All these strands of the Toolbox project need to be brought together in a working model by the end of the Bushfire CRC’s three-year extension in mid 2013. The work is so technologically ahead of almost anything else like it that the computer power to make it work in real time is not yet available, but the expectation is that this will be overcome as computer speeds and technology continue their rapid evolution.

Dr Cechet of Geoscience Australia says the focus of this current three-year project is to construct, develop and validate a prototype wildfire simulation system with the long-term aim to create a fully operational tool.

The immediate research and development focus is on the estimation of the consequences of extreme fires based on the characteristics of vegetation, extreme fire weather, firespread, and smoke production and dispersion, considering three case study scenarios.

“The next step will be evaluation by end users including land management and fire agencies. Following acceptance by agencies, we plan to implement robust computer software and hardware practices with the aim to make the Toolbox operational so that it can address potential bushfire response in near real-time,” says Dr Cechet.

Dr Kepert of the Bureau of Meteorology: “It will be some years before computers are powerful enough to run these very high resolution simulations in real time. But we plan to also use these simulations to better understand and interpret the resolutions that we can afford to run, today.”

The MFB’s David Youseff is confident the project will produce a model to run as a trial at the end of the three years.

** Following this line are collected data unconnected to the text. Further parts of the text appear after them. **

PR #873, opened 2026-04-16
fix: match Java's stop distribution behavior in stops-for-location

### LINKED ISSUE #872: stops-for-location: stops clustered in small area instead of distributed across search radius
## Problem

When calling /api/where/stops-for-location.json, the Go server consistently returns stops clustered in a small geographic area rather than distributed across the full search radius. This diverges from the Java reference implementation.

Java behavior: BeanServiceSupport.checkLimitExceeded() shuffles stops randomly before truncating (Collections.shuffle()), producing geographically diverse results. When a routeType filter is active, Java uses ORDERED_BY_CLOSEST mode which skips the shuffle and filters by service date after truncation.

Go before the changes:
Image

Java:

Image

Ahmedhossamdev:
Fix: #872

## Summary

Stops returned by `stops-for-location` were clustered in a small geographic area instead of being distributed across the search radius.

### Root cause
The Go implementation was sorting stops by ID before truncating to `maxCount`.  
In the Puget Sound GTFS dataset, lower stop IDs are geographically clustered (e.g., downtown), which caused biased results.

## Changes

- Added `shuffleBeforeLimit` parameter to `GetStopsForLocation`
  - `stops-for-location` now passes `true` to shuffle results before truncating
  - Matches Java behavior in `BeanServiceSupport.checkLimitExceeded()` (BOUNDS mode)

- When a `routeType` filter is active:
  - Sort stops by distance instead of shuffling
  - Apply truncation after route filtering
  - Matches Java's `ORDERED_BY_CLOSEST` mode

- Fixed `limitExceeded` calculation:
  - Previously computed incorrectly in the handler loop
  - Now returned directly from `GetStopsForLocation`

- Removed unused DB query:
  - `GetStopsWithActiveServiceOnDate`
  - Service-date filtering is already handled in the handler via `GetActiveRouteIDsForStopsOnDate`

### DIFF
--- a/gtfsdb/stops_rtree.go
+++ b/gtfsdb/stops_rtree.go
@@ -73,6 +73,44 @@ func (q *Queries) GetActiveStopsWithinBounds(ctx context.Context, arg GetActiveS
 	return items, nil
 }
 
+const getStopIDsWithinBounds = `
+SELECT s.id
+FROM stops s
+INNER JOIN stops_rtree sr ON sr.id = s.rowid
+WHERE sr.min_lat >= ? AND sr.max_lat <= ?
+  AND sr.min_lon >= ? AND sr.max_lon <= ?
+  AND EXISTS (SELECT 1 FROM stop_times st WHERE st.stop_id = s.id)
+`
+
+type GetStopIDsWithinBoundsParams struct {
+	MinLat float64
+	MaxLat float64
+	MinLon float64
+	MaxLon float64
+}
+
+func (q *Queries) GetStopIDsWithinBounds(ctx context.Context, arg GetStopIDsWithinBoundsParams) ([]string, error) {
+	rows, err := q.db.QueryContext(ctx, getStopIDsWithinBounds,
+		arg.MinLat, arg.MaxLat, arg.MinLon, arg.MaxLon)
+	if err != nil {
+		return nil, err
+	}
+	defer rows.Close()
+
+	var ids []string
+	for rows.Next() {
+		var id string
+		if err := rows.Scan(&id); err != nil {
+			return nil, err
+		}
+		ids = append(ids, id)
+	}
+	if err := rows.Err(); err != nil {
+		return nil, err
+	}
+	return ids, nil
+}
+
 const getActiveRoutesWithinBounds = `
 -- Calculate stop distance once per stop (not once per stop_time).
 WITH nearby_stops AS (
--- a/gtfsdb/stops_rtree.go
+++ b/gtfsdb/stops_rtree.go
@@ -7,7 +7,7 @@ import (
 // Implemented manually because sqlc doesn't support the virtual tables from the RTree module.
 
 const getActiveStopsWithinBounds = `
-SELECT DISTINCT
+SELECT
     s.id,
     s.code,
     s.name,
@@ -23,10 +23,10 @@ SELECT DISTINCT
     s.direction,
     s.parent_station
 FROM stops s
-INNER JOIN stop_times st ON s.id = st.stop_id
-INNER JOIN stops_rtree r ON r.id = s.rowid
-WHERE r.min_lat >= ? AND r.max_lat <= ?
-  AND r.min_lon >= ? AND r.max_lon <= ?
+INNER JOIN stops_rtree sr ON sr.id = s.rowid
+WHERE sr.min_lat >= ? AND sr.max_lat <= ?
+  AND sr.min_lon >= ? AND sr.max_lon <= ?
+  AND EXISTS (SELECT 1 FROM stop_times st WHERE st.stop_id = s.id)
 `
 
 type GetActiveStopsWithinBoundsParams struct {
--- a/internal/gtfs/gtfs_manager.go
+++ b/internal/gtfs/gtfs_manager.go
@@ -6,6 +6,7 @@ import (
 	"errors"
 	"fmt"
 	"log/slog"
+	"math/rand"
 	"os"
 	"slices"
 	"sort"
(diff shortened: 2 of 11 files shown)


internal/gtfs/gtfs_manager.go
```diff
@@ -430,8 +426,8 @@ func (manager *Manager) GetStopsForLocation(
 	stopCodeQuery string,
 	maxCount int,
 	routeTypes []int,
-	queryTime time.Time,
-) []gtfsdb.Stop {
+	shuffleBeforeLimit bool,
```
fletcherw: I don't like having boolean behavior flags like this on functions. It's an indication that it should be split into two functions like I did with GetRoutesForLocation

internal/gtfs/gtfs_manager.go
```diff
@@ -443,117 +439,90 @@ func (manager *Manager) GetStopsForLocation(
...
 
-	// Filter by service date - only include stops with active service on current date
-	if len(stops) > 0 {
-		var currentDate string
-		if !queryTime.IsZero() {
-			currentDate = queryTime.Format("20060102")
-		} else {
-			currentDate = time.Now().Format("20060102")
-		}
+	// Get routes for all stops to filter out stops with no routes
```
fletcherw: If we're going to filter out stops with no routes, why not do that as part of the sql query for queryStopsInBounds?

internal/gtfs/gtfs_manager.go
```diff
@@ -443,117 +439,90 @@ func (manager *Manager) GetStopsForLocation(
...
 	}
 
-	// If the stop does not have any routes actively serving it, don't include it in the results
-	// TODO: move this logic into the first queryStopsInBounds call to avoid 2 db roundtrips. May need
-	// the function split for query logic mentioned above.
-	if len(routeTypes) > 0 {
-		stopIDs := make([]string, 0, len(stops))
-		for _, stop := range stops {
-			stopIDs = append(stopIDs, stop.ID)
+	// Match Java's two query modes:
```
fletcherw: another indication that this should be multiple functions.

fletcherw (approved):

gtfsdb/stops_rtree.go
```diff
@@ -23,10 +23,10 @@ SELECT DISTINCT
...
     s.parent_station
 FROM stops s
-INNER JOIN stop_times st ON s.id = st.stop_id
-INNER JOIN stops_rtree r ON r.id = s.rowid
-WHERE r.min_lat >= ? AND r.max_lat <= ?
-  AND r.min_lon >= ? AND r.max_lon <= ?
+INNER JOIN stops_rtree sr ON sr.id = s.rowid
+WHERE sr.min_lat >= ? AND sr.max_lat <= ?
+  AND sr.min_lon >= ? AND sr.max_lon <= ?
+  AND EXISTS (SELECT 1 FROM stop_times st WHERE st.stop_id = s.id)
```
fletcherw, line 29: very nice!

internal/gtfs/gtfs_manager.go
```diff
@@ -491,69 +487,44 @@ func (manager *Manager) GetStopsForLocation(
...
-					if stopsWithService[stop.ID] {
-						filteredStops = append(filteredStops, stop)
-					}
-				}
-				stops = filteredStops
-			}
-		}
+// GetStopsInBounds returns stops within the given bounds up to maxCount, without shuffling
+// or route-type filtering. Used internally by the arrivals and trips-for-location handlers.
+func (manager *Manager) GetStopsInBounds(
```
fletcherw, line 502: both callers of this function only want stop IDs. How much faster is it if you add a different query that only fetches stop IDs?

internal/gtfs/gtfs_manager.go
```diff
@@ -491,69 +487,44 @@ func (manager *Manager) GetStopsForLocation(
 			}
 			stops = filteredStops
 		}
-	}
 
-	// Filter by service date - only include stops with active service on current date
```
fletcherw, line 496: Isn't this a change in behavior? You check that a stop has a stop_time above, but this is also checking that there's a trip to that stop on this date.

Ahmedhossamdev: Good catch. The date filter had two parts: checking stop_time exists (still there in GetActiveStopsWithinBounds) and filtering by active service date (moved to handler).

For stops-for-location, the service-date filter is still applied via GetActiveRouteIDsForStopsOnDate on line 144 stops with no active routes today get skipped.

For the internal callers (trips-for-location, arrivals), the downstream queries handle the date filtering themselves, so moving it out doesn't change behavior.

I moved it because Java does shuffle + truncate before the service-date filter. Doing the date check inside GetStopsForLocation would bias the random sample away from that.

internal/gtfs/gtfs_manager.go
Ahmedhossamdev: Yep!

I tested it with k6 on the Puget Sound consolidated dataset (13.6k stops). Optimizing the nearby-stop query in arrivals-and-departures-for-stop to fetch only IDs (1 column instead of 14) reduced average latency by ~11% (827 ms → 738 ms) and increased throughput by ~10% (17.4 → 19.1 req/s) under 20 concurrent users.

fletcherw: nice! 10% improvement seems worth it.

internal/gtfs/gtfs_manager.go
```diff
@@ -412,61 +413,58 @@ func (manager *Manager) RoutesForAgencyID(ctx context.Context, agencyID string)
...
+	if len(routeTypes) == 0 {
+		// BOUNDS mode: shuffle then truncate before route filtering.
+		limitExceeded = len(stops) > maxCount
+		if limitExceeded {
+			rand.Shuffle(len(stops), func(i, j int) { stops[i], stops[j] = stops[j], stops[i] })
+			stops = stops[:maxCount]
+		}
+	} else {
+		// ORDERED_BY_CLOSEST mode: sort by distance, filter by route type, then truncate.
+		sort.Slice(stops, func(i, j int) bool {
```
Not-Dhananjay-Mishra, line 463: @Ahmedhossamdev I believe, using `slices.SortFunc` instead of `sort.Slice` as `slices.SortFunc` results in fewer heap allocations and is a more idiomatic approach in modern Go.
Thoughts?

Ahmedhossamdev: Hey @Not-Dhananjay-Mishra 
I agree that slices.SortFunc is more idiomatic and type-safe. It may reduce allocations slightly, but in our case (sorting ~100–250 stops), I don’t expect any meaningful difference since both use similar underlying sorting algorithms.

Issue #861, opened 2026-04-13
Migrate: GET /api/where/trip/{id}.json


burma-shave:
Validate and migrate traffic to this endpoint from the legacy Java OBA API, ensuring behavioural compatibility with existing clients.

## Process

1. **Spec generation** — the legacy Java implementation is analysed to produce a detailed behavioural spec, including any suspected defects identified by comparing the implementation against its inferred intent. This is done using with a llm skill developed for the purpose.
2. **Review** — the spec is reviewed for correctness and each suspected defect classified as preserve (clients may depend on it), fix (correct it in Maglev), or investigate (needs further analysis). Open questions may need to be resolved.
3. **Testing** — the reviewed spec is used to evaluate existing Maglev tests for correctness and coverage; issues are raised for any gaps
4. **Rollout** — the endpoint is cut over in the beta environment and monitored for unexpected behaviour. Any issues arising are lined back to this issue.

burma-shave:
# Use Case: Retrieve a Single Trip

**Endpoint:** `GET /api/where/trip/{id}.json`

---

## 1. Goal in Context

A rider wants to retrieve the schedule and route information for a specific transit trip so they can look up headsign, direction, or block information in a transit application.

---

## 2. Scope

OneBusAway REST API — single-resource read operation.

---

## 3. Level

User goal.

---

## 4. Primary Actor

Rider (via a client application making API requests on their behalf).

---

## 5. Stakeholders and Interests

- **Rider:** Wants the trip's headsign, direction, associated route, service ID, and block identifier so they can correlate the trip with schedule data.

---

## 6. Preconditions

- The caller supplies a valid API key in the `key` query parameter.
- The API key has not exceeded its rate limit.
- The server has a loaded data bundle.

---

## 7. Minimal Guarantees

- Every response carries a top-level `version`, `code`, `currentTime`, and `text` field regardless of outcome.
- A missing or invalid API key always produces a `401` or `429` response before the trip look-up is attempted.

---

## 8. Success Guarantees

- The response body contains a `data` object with an `entry` object holding the trip's fields and a `references` object containing the full record for the route the trip operates on.
- The `code` field is `200` and the HTTP status is `200`.

---

## 9. Trigger

The client sends a GET request to `/api/where/trip/{id}.json` with a `key` query parameter.

---

## 10. Main Success Scenario

1. The API key interceptor extracts the `key` parameter and verifies it is present and authorised.
[...]

PR #879, opened 2026-04-22
Api/where/trip/{id}

FLASH2332:
@burma-shave @fletcherw @aaronbrethorst 

I’ve made these changes:
- malformed trip ID returns 400 (instead of 500)
- `timeZone` removed from trip entry output
- removed an unreachable null/empty-trip branch

One thing is still open: error envelope `version` behavior on failure paths.

Right now we’re mixed:
- some error paths return `version: 2`
- some still return `version: 1` (notably server-error and panic-recovery style responses)

Before I change that, can you confirm intended behavior?

1. For item-2, should error responses use version 2 consistently, or keep some legacy version 1 paths?
2. Is this change expected only for /api/where/trip/{id}.json, or across all endpoints?
3. For 401 and 429 specifically, should we keep version 1 for backward compatibility or move them to version 2 as well?

### DIFF
--- a/internal/restapi/rate_limit_integration_test.go
+++ b/internal/restapi/rate_limit_integration_test.go
@@ -208,8 +208,8 @@ func TestRateLimitingErrorResponse(t *testing.T) {
 		// Once we hit rate limit, check the error response
 		if response.StatusCode == http.StatusTooManyRequests {
 			assert.Equal(t, http.StatusTooManyRequests, model.Code)
-			assert.Contains(t, model.Text, "Rate limit",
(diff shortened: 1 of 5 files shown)


FLASH2332:
Related to #861

burma-shave:
Thanks for submitting these changes.

However, per the process in #861, the spec needs to pass a correctness review before any implementation work begins. That review hasn't happened yet for this endpoint, so we can't validate whether these changes are aligned with the intended behaviour.

Closing this PR for now. Once the spec review is complete, contributions here would be very welcome.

“Fire managers need to make quick decisions under extremely complex conditions,” he says. “They need to know where to direct firefighting resources and how best to protect the community. As more people move into the rural-urban interface, we need to continually update the way we approach fire safety. The Toolbox will allow us to keep our communities safer. The success of the planned research is likely to trigger the development of an operational tool and a roll-out of the Fire Decision Support Toolbox to Australian fire and emergency service agencies.”